§ Entries taken from a collection
PR #2755, opened 2022-10-27
Handle different base64 tools in Tiltfile

mboersma:
**What type of PR is this?**:

/kind bug

After upgrading to macOS 13 Ventura, I found `make tilt-up` failed due to a new `base64` binary showing up which doesn't understand `-` without `-i` preceding it:

```shell
% which base64
/usr/bin/base64
% base64 --help
Usage:	base64 [-hDd] [-b num] [-i in_file] [-o out_file]
  -h, --help     display this message
  -Dd, --decode   decodes input
  -b, --break    break encoded string into num character lines
  -i, --input    input file (default: "-" for stdin)
  -o, --output   output file (default: "-" for stdout)
```

For comparison, on Ubuntu Linux:

```
% base64 --help
Usage: base64 [OPTION]... [FILE]
Base64 encode or decode FILE, or standard input, to standard output.

With no FILE, or when FILE is -, read standard input.

Mandatory arguments to long options are mandatory for short options too.
  -d, --decode          decode data
  -i, --ignore-garbage  when decoding, ignore non-alphabet characters
  -w, --wrap=COLS       wrap encoded lines after COLS character (default 76).
                          Use 0 to disable line wrapping

      --help     display this help and exit
      --version  output version information and exit
```

N/A

**TODOs**:

- [x] squashed commits
- [ ] includes documentation
- [ ] adds unit tests

**Release note**:

```release-note
NONE
```

### DIFF
--- a/Tiltfile
+++ b/Tiltfile
@@ -361,11 +361,11 @@ def deploy_worker_templates(template, substitutions):
     )
 
 def base64_encode(to_encode):
-    encode_blob = local("echo '{}' | tr -d '\n' | base64 - | tr -d '\n'".format(to_encode), quiet = True, echo_off = True)
+    encode_blob = local("echo '{}' | tr -d '\n' | base64 | tr -d '\n'".format(to_encode), quiet = True, echo_off = True)
     return str(encode_blob)
 
 def base64_encode_file(path_to_encode):
-    encode_blob = local("cat {} | tr -d '\n' | base64 - | tr -d '\n'".format(path_to_encode), quiet = True)
+    encode_blob = local("cat {} | tr -d '\n' | base64 | tr -d '\n'".format(path_to_encode), quiet = True)
     return str(encode_blob)
 
 def read_file_from_path(path_to_read):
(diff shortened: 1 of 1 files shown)


Tiltfile
```diff
@@ -360,20 +360,26 @@ def deploy_worker_templates(template, substitutions):
...
 
+def base64_local_args():
+    # Some versions of base64 require the "-i/--input" flag to read from stdin.
+    if local("base64 --help | grep '\\-i '", quiet = True, echo_off = True):
+        return "-i "
+    return ""
+
 def base64_encode(to_encode):
-    encode_blob = local("echo '{}' | tr -d '\n' | base64 - | tr -d '\n'".format(to_encode), quiet = True, echo_off = True)
+    encode_blob = local("echo '{}' | tr -d '\n' | base64 {}- | tr -d '\n'".format(to_encode, base64_local_args()), quiet = True, echo_off = True)
```
nojnhuh, line 370: Would it be reasonable to omit this flag altogether and let the stdin default apply? I played around with that on Ubuntu and pre-Ventura macOS and it seems to work as expected.
```suggestion
    encode_blob = local("echo '{}' | tr -d '\n' | base64 | tr -d '\n'".format(to_encode), quiet = True, echo_off = True)
```

mboersma: Yes, simpler == better if that works. Let do some more local testing and I'll update this.

mboersma: Yep, much simpler and seems to work portably (between Ubuntu 22.04 and macOS 13 at least). 

Thanks @nojnhuh! Could you try this on macOS 12 or earlier?

nojnhuh: Working for me!

CecileRobertMichon:
> Rebased in order to get green e2e tests

next time you don't need to do this, prow will do a rebase before every test run so you should be able to just `/retest`

/lgtm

§ Work instruction
Each entry above needs to be output exactly.

§ Exercise answer
PR #2755, opened 2022-10-27
Handle different base64 tools in Tiltfile

mboersma:
**What type of PR is this?**:

/kind bug

After upgrading to macOS 13 Ventura, I found `make tilt-up` failed due to a new `base64` binary showing up which doesn't understand `-` without `-i` preceding it:

```shell
% which base64
/usr/bin/base64
% base64 --help
Usage:	base64 [-hDd] [-b num] [-i in_file] [-o out_file]
  -h, --help     display this message
  -Dd, --decode   decodes input
  -b, --break    break encoded string into num character lines
  -i, --input    input file (default: "-" for stdin)
  -o, --output   output file (default: "-" for stdout)
```

For comparison, on Ubuntu Linux:

```
% base64 --help
Usage: base64 [OPTION]... [FILE]
Base64 encode or decode FILE, or standard input, to standard output.

With no FILE, or when FILE is -, read standard input.

Mandatory arguments to long options are mandatory for short options too.
  -d, --decode          decode data
  -i, --ignore-garbage  when decoding, ignore non-alphabet characters
  -w, --wrap=COLS       wrap encoded lines after COLS character (default 76).
                          Use 0 to disable line wrapping

      --help     display this help and exit
      --version  output version information and exit
```

N/A

**TODOs**:

- [x] squashed commits
- [ ] includes documentation
- [ ] adds unit tests

**Release note**:

```release-note
NONE
```

### DIFF
--- a/Tiltfile
+++ b/Tiltfile
@@ -361,11 +361,11 @@ def deploy_worker_templates(template, substitutions):
     )
 
 def base64_encode(to_encode):
-    encode_blob = local("echo '{}' | tr -d '\n' | base64 - | tr -d '\n'".format(to_encode), quiet = True, echo_off = True)
+    encode_blob = local("echo '{}' | tr -d '\n' | base64 | tr -d '\n'".format(to_encode), quiet = True, echo_off = True)
     return str(encode_blob)
 
 def base64_encode_file(path_to_encode):
-    encode_blob = local("cat {} | tr -d '\n' | base64 - | tr -d '\n'".format(path_to_encode), quiet = True)
+    encode_blob = local("cat {} | tr -d '\n' | base64 | tr -d '\n'".format(path_to_encode), quiet = True)
     return str(encode_blob)
 
 def read_file_from_path(path_to_read):
(diff shortened: 1 of 1 files shown)


Tiltfile
```diff
@@ -360,20 +360,26 @@ def deploy_worker_templates(template, substitutions):
...
 
+def base64_local_args():
+    # Some versions of base64 require the "-i/--input" flag to read from stdin.
+    if local("base64 --help | grep '\\-i '", quiet = True, echo_off = True):
+        return "-i "
+    return ""
+
 def base64_encode(to_encode):
-    encode_blob = local("echo '{}' | tr -d '\n' | base64 - | tr -d '\n'".format(to_encode), quiet = True, echo_off = True)
+    encode_blob = local("echo '{}' | tr -d '\n' | base64 {}- | tr -d '\n'".format(to_encode, base64_local_args()), quiet = True, echo_off = True)
```
nojnhuh, line 370: Would it be reasonable to omit this flag altogether and let the stdin default apply? I played around with that on Ubuntu and pre-Ventura macOS and it seems to work as expected.
```suggestion
    encode_blob = local("echo '{}' | tr -d '\n' | base64 | tr -d '\n'".format(to_encode), quiet = True, echo_off = True)
```

mboersma: Yes, simpler == better if that works. Let do some more local testing and I'll update this.

mboersma: Yep, much simpler and seems to work portably (between Ubuntu 22.04 and macOS 13 at least). 

Thanks @nojnhuh! Could you try this on macOS 12 or earlier?

nojnhuh: Working for me!

CecileRobertMichon:
> Rebased in order to get green e2e tests

next time you don't need to do this, prow will do a rebase before every test run so you should be able to just `/retest`

/lgtm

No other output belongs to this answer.